Lalu, salah seorang di antara mereka mengeluarkan celurit. Celurit itu lantas disabetkan kepada pemuda lain yang terlibat dalam keributan tersebut.
Diberitakan Kompas.com, Kepala Seksi Humas di Polresta Yogyakarta Ajun Komisaris Timbul Sasana Raharja mengatakan, pihaknya sudah menyelidiki kasus tersebut. Korbannya telah melaporkan kasus itu pada Rabu (8/2/2023).
”Korbannya satu. Identifikasi pelaku sudah kami lakukan, tetapi belum bisa kami sebutkan,” kata Timbul.
Timbul menduga, insiden itu diawali perselisihan dua kelompok yang berujung pembacokan. Kedua belah pihak tersinggung dan terpancing provokasi.

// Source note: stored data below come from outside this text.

Issue #3841, opened 2026-05-08
Older unused Android app has missing token issue after upgrade to v4


bryce-mcmath:
### Description

A fully verified app from v3.10 or earlier will result in a missing token bug in v4. We need a similar fallback check for the older storage location the way we do for the registration token (provider style)

bryce-mcmath:
will be in 6490

jleach:
No notable issues. Will need to be tested by external members.

PR #3854, opened 2026-05-12
fix(wip): fallback refresh token check

bryce-mcmath:
# Summary of Changes

# Testing Instructions

# Acceptance Criteria

# Related Issues

#3841


packages/bcsc-core/android/src/main/java/com/bcsccore/storage/NativeCompatibleStorage.kt
```diff
@@ -361,6 +361,13 @@ class NativeCompatibleStorage(
             tokensFile.delete()
         }
 
+        // Also delete V3 providers file to prevent orphaned token reuse
```
al-rosenthal, line 364: this feels risky, if we are potentially missing something else from this providers file and delete it, there is no recovery option

PR #3865, opened 2026-05-13
fix: fallback for missing clientId, issuer

bryce-mcmath:
# Summary of Changes

Older versions of v3 migrated through many different versions can have empty clientID / issuer fields on their account object. This fallback catches that scenario, and writes it to their account going forward. This prevents a failing startup where client ID and issuer are required for a token fetch

# Testing Instructions

I have not found a reproducible migration path yet. For now, good enough to test fresh installs and simple migrations from latest v3.

# Acceptance Criteria

Fixes the app startup issue that we thought was related to tokens

N/A

# Related Issues

#3841

### DIFF
--- a/app/src/bcsc-theme/hooks/useSecureActions.tsx
+++ b/app/src/bcsc-theme/hooks/useSecureActions.tsx
@@ -19,6 +19,7 @@ import {
   EvidenceType,
   getAccount,
   getAccountFlags,
+  getAccountSecurityMethod,
   getAuthorizationRequest,
   getCredential,
   getEvidence,
@@ -27,6 +28,7 @@ import {
   NativeAuthorizationRequest,
   NativeSavedService,
   PhotoMetadata,
+  setAccount,
   setAccountFlags,
   setAuthorizationRequest,
   setCredential,
@@ -733,6 +735,7 @@ export const useSecureActions = () => {
 
       // Load all data from native storage in parallel
       const [
+        account,
         authRequest,
         refreshTokenObj,
         registrationAccessTokenObj,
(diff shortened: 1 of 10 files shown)


app/src/bcsc-theme/hooks/useSecureActions.tsx
```diff
@@ -761,6 +765,41 @@ export const useSecureActions = () => {
...
+                ...account,
+                issuer: recoveredIssuer,
+                clientID: recoveredClientID,
+                securityMethod,
+              }
+              logger.info('[hydrateSecureState] Recovered issuer/clientID from authorization request; updating account')
+              await setAccount(updatedAccount)
+            } else {
+              logger.warn(
+                `[hydrateSecureState] Could not recover account fields from authorization request: issuer=${recoveredIssuer ? 'OK' : 'MISSING'}, clientID=${recoveredClientID ? 'OK' : 'MISSING'}`
```
al-rosenthal, line 792: should this throw if it can't recover from authRequest?

bryce-mcmath: my thinking is no, in the case that they have created an account but done nothing else, not even nickname. then it's harmless because as soon as they add nickname it will add the missing fields to their account object and doesn't need to do any refresh token requests (not verified yet)

jleach:
One small thing if you've got the appetite: a Kotlin unit test on `readAuthorizationRequestFromV3Provider` with a fixture missing the nested `authorizationRequest` (just `{ "clientRegistration": { "client_id": "abc" } }`) would lock this in.

al-rosenthal (dismissed):
tested this locally, migration and fresh builds both work

jleach (dismissed):
LGTM. Tested on Android. New setup OK, Restart OK, Login to BC Parks OK..

al-rosenthal (approved):

jleach (approved):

Derajad Susilo Widhyarto, sosiolog dari Universitas Gadjah Mada, menyampaikan, fenomena kejahatan jalanan sulit diberantas hanya mengandalkan aspek hukum. Kerap melibatkan anak-anak dan remaja, pelaku hanya mendapat efek jera berupa rehabilitasi sosial.
Oleh karena itu, kata Derajad, para pemangku kepentingan, seperti pemerintah dan kepolisian, harus mulai memikirkan strategi penyelesaian masalah secara utuh. Bertahannya fenomena kejahatan itu menandakan bahwa akar persoalan belum sepenuhnya tersentuh.

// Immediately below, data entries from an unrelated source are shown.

Issue #3923, opened 2026-05-26
Accessibility pairing code entry allows for excess characters


bryce-mcmath:
### Description

When using VoiceControl / Voiceover on iOS, the manual pairing entry enables the user to enter more than six characters, resulting in a failed request (and an ugly error message)

### Expected behaviour

Voice controlled character entry works the same way as typical keyboard usage

franko-c:
my read is that `handleChangeCode` at `ManualPairing.tsx:33` strips non-alphanumeric but doesn't cap to `PAIRING_CODE_LENGTH` — VoiceControl dictation bypasses the native keyboard's maxLength enforcement. adding `.slice(0, PAIRING_CODE_LENGTH)` after the `.toUpperCase()` should close the gap.

bryce-mcmath:
6743

RaulConstan:
Confirmed in 6764.

PR #3924, opened 2026-05-26
fix: cut off excess characters in code input

bryce-mcmath:
# Summary of Changes

Previously, users using Voice Control could enter more than the max six characters into the pairing code input (email confirmation input had the same issue as they are a common component.) This change simply truncates any additional hidden characters that voice control put past the input. So if you say via Voice Control, "H T R D E F F F F", previously it would attempt to send "HTRDEFFFF", whereas now it only sends "HTRDEF".

# Testing Instructions

Get to a manual pairing code entry, turn on Voice Control ("Hey Siri, turn on Voice Control"), make the input active, and then whatever the pairing code is, speak them, but also speak extra letters after. You should still log in successfully.

# Acceptance Criteria

Pairing code login via Voice Control works.

N/A

# Related Issues

#3923


KjartanE (commented):
Image

Not working perfectly, when icon is at end of input. When I am speaking "F" nothing happens but suggests I say "Tap F". Also on the email confirmation screen. I can speak letters into the input fields, or if I say the number "one" it types out those letters

KjartanE (dismissed):

KjartanE (approved):
Working way better! Nice work! 😻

”Artinya, masih disamakan dengan kenakalan remaja biasa. Dengan demikian, peristiwa serupa bisa berlanjut karena akarnya tidak disentuh,” kata Derajad.
Derajad mengungkapkan, eratnya ikatan sosial antara remaja dan lingkungannya menjadi kunci pencegahan kejahatan jalanan. Adapun lingkungan sosial itu terentang dari keluarga, sekolah, hingga masyarakat. Lewat interaksi bersama lingkungannya, para remaja itu menyerap berbagai macam nilai-nilai.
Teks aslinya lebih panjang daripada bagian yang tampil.